(Extracted material begins)

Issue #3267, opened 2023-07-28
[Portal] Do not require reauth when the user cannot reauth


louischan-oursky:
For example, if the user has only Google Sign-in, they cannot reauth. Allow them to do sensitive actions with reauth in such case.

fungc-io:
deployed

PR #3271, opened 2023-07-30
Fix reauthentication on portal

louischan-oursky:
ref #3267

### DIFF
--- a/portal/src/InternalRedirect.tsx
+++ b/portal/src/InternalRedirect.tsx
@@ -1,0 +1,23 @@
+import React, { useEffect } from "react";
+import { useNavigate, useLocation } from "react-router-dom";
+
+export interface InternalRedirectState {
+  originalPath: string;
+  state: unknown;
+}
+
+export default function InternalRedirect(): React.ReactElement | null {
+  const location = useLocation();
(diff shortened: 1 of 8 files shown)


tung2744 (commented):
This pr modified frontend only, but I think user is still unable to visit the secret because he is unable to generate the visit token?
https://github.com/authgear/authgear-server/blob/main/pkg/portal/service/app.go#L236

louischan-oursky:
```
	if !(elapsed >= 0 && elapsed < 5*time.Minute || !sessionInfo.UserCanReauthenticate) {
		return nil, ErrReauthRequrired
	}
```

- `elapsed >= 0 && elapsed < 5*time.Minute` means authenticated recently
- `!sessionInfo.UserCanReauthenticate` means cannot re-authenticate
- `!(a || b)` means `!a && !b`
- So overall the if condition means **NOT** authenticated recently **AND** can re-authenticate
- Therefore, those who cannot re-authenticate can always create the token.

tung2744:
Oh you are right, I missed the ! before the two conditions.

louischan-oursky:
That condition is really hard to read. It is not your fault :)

(Extracted material ends)
(Extracted material begins)

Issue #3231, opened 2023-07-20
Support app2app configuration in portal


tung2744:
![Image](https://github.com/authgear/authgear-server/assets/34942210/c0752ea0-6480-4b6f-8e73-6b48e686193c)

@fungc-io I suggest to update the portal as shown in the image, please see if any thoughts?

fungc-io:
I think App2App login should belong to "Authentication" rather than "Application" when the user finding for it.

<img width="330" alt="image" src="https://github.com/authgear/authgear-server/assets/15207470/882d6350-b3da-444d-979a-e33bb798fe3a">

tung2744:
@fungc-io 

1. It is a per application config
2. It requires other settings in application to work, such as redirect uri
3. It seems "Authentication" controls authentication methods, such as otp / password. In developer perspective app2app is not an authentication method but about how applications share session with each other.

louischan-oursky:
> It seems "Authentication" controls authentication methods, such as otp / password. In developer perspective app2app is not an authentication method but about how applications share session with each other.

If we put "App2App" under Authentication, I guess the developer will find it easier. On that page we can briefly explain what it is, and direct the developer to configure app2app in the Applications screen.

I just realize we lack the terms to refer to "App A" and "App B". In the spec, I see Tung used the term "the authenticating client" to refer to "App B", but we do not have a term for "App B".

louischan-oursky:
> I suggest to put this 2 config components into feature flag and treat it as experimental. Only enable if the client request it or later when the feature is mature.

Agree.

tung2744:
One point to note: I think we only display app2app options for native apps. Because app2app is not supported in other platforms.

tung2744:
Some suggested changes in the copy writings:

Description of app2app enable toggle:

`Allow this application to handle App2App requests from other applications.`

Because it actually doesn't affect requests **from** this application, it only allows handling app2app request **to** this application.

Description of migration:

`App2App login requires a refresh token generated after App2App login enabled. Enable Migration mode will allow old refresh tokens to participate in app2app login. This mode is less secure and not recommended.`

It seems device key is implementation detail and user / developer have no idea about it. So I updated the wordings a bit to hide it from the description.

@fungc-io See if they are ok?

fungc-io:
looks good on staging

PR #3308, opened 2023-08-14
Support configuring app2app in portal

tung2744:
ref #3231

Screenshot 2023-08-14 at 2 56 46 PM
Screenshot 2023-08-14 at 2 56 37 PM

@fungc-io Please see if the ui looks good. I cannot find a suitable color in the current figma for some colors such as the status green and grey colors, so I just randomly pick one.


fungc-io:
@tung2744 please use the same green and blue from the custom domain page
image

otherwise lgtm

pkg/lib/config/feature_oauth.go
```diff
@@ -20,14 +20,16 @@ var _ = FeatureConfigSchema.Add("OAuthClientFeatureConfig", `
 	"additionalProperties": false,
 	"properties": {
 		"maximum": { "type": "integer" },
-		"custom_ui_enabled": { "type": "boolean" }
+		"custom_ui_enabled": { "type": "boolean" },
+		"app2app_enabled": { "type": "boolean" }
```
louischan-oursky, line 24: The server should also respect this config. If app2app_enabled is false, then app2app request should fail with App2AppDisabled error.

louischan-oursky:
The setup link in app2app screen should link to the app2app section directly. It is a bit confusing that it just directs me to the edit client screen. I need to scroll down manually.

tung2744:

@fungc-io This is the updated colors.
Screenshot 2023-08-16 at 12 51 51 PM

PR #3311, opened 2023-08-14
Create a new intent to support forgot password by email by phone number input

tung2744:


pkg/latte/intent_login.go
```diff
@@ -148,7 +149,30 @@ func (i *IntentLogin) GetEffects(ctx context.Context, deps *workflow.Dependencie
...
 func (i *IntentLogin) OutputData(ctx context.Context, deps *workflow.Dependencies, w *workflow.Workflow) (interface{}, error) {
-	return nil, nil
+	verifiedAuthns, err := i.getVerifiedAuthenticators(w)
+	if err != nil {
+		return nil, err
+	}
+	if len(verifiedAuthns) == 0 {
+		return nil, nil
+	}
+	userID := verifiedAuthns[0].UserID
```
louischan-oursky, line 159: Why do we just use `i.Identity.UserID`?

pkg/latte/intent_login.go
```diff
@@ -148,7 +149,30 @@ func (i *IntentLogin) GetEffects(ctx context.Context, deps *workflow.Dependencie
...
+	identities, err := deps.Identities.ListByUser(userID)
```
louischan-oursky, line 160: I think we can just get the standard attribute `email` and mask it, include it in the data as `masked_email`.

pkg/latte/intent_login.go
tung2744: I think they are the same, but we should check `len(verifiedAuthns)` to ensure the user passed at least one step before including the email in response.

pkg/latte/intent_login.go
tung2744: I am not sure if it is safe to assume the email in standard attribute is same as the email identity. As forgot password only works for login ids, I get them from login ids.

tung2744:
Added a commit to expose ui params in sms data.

(Extracted material ends)

**What you should do**
Look back at the entries above and repeat, unchanged, every line from the line holding "PR #3311, opened 2023-08-14" through the line holding "Added a commit".

**Answer to this problem**
PR #3311, opened 2023-08-14
Create a new intent to support forgot password by email by phone number input

tung2744:


pkg/latte/intent_login.go
```diff
@@ -148,7 +149,30 @@ func (i *IntentLogin) GetEffects(ctx context.Context, deps *workflow.Dependencie
...
 func (i *IntentLogin) OutputData(ctx context.Context, deps *workflow.Dependencies, w *workflow.Workflow) (interface{}, error) {
-	return nil, nil
+	verifiedAuthns, err := i.getVerifiedAuthenticators(w)
+	if err != nil {
+		return nil, err
+	}
+	if len(verifiedAuthns) == 0 {
+		return nil, nil
+	}
+	userID := verifiedAuthns[0].UserID
```
louischan-oursky, line 159: Why do we just use `i.Identity.UserID`?

pkg/latte/intent_login.go
```diff
@@ -148,7 +149,30 @@ func (i *IntentLogin) GetEffects(ctx context.Context, deps *workflow.Dependencie
...
+	identities, err := deps.Identities.ListByUser(userID)
```
louischan-oursky, line 160: I think we can just get the standard attribute `email` and mask it, include it in the data as `masked_email`.

pkg/latte/intent_login.go
tung2744: I think they are the same, but we should check `len(verifiedAuthns)` to ensure the user passed at least one step before including the email in response.

pkg/latte/intent_login.go
tung2744: I am not sure if it is safe to assume the email in standard attribute is same as the email identity. As forgot password only works for login ids, I get them from login ids.

tung2744:
Added a commit to expose ui params in sms data.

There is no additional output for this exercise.